◆ Task brief:
Write down the whole listing below again without changing a word.

◆ Supplied material:
PR #1004, opened 2026-08-28
Fix Wise Advice optional Immediate Effect free deploy (issue 990)

### LINKED ISSUE #990: Wise Advice / Oppressive Enforcement do not use 'may' for free Immediate Effects

## **Describe the bug**
Wise Advice and Oppressive Enforcement (total 6x cards from Effects, Defensive Shields, and combo cards) have "your Immediate Effects **may** deploy for free" which is different from "your Immediate Effects deploy for free".

When one of these cards is on table and the user wants to deploy an Immediate Effect, they should have the option to pay the normal cost (not using the 'may' text) or the modified cost (using the 'may' text to change it to 'free').

Currently, GEMP always applies the free modifier.

## **To Reproduce**
1. Have one of these cards in play (ex: Wise Advice)
2. Have an Immediate Effect in hand (ex: Grappling Hook)
3. Have sufficient force available to pay the 'normal' Immediate Effect cost (ex: 1 force available for Grappling Hook)
4. Attempt to play Immediate Effect (ex: Grappling Hook)
5. Notice that Immediate Effect plays free and no option is provided to play for normal cost (ex: 1 force for Grappling Hook)

## **Game Replay ID:**
N/A

## **Expected behavior**
Expect that with sufficient force available, 2 actions should be given instead of 1 for the Immediate Effect (a 'free' version and a 'normal' version of the action).

## **Screenshots**
N/A

## Client Platform
N/A

## **Additional context**
This is very similar to the way Battle Plan says "you **may** initiate battles for free" and in GEMP, this is implemented by providing the user with two separate initiation actions (with sufficient force).

billbisco:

◆ Answer space:
PR #1004, opened 2026-08-28
Fix Wise Advice optional Immediate Effect free deploy (issue 990)

### LINKED ISSUE #990: Wise Advice / Oppressive Enforcement do not use 'may' for free Immediate Effects

## **Describe the bug**
Wise Advice and Oppressive Enforcement (total 6x cards from Effects, Defensive Shields, and combo cards) have "your Immediate Effects **may** deploy for free" which is different from "your Immediate Effects deploy for free".

When one of these cards is on table and the user wants to deploy an Immediate Effect, they should have the option to pay the normal cost (not using the 'may' text) or the modified cost (using the 'may' text to change it to 'free').

Currently, GEMP always applies the free modifier.

## **To Reproduce**
1. Have one of these cards in play (ex: Wise Advice)
2. Have an Immediate Effect in hand (ex: Grappling Hook)
3. Have sufficient force available to pay the 'normal' Immediate Effect cost (ex: 1 force available for Grappling Hook)
4. Attempt to play Immediate Effect (ex: Grappling Hook)
5. Notice that Immediate Effect plays free and no option is provided to play for normal cost (ex: 1 force for Grappling Hook)

## **Game Replay ID:**
N/A

## **Expected behavior**
Expect that with sufficient force available, 2 actions should be given instead of 1 for the Immediate Effect (a 'free' version and a 'normal' version of the action).

## **Screenshots**
N/A

## Client Platform
N/A

## **Additional context**
This is very similar to the way Battle Plan says "you **may** initiate battles for free" and in GEMP, this is implemented by providing the user with two separate initiation actions (with sufficient force).

billbisco:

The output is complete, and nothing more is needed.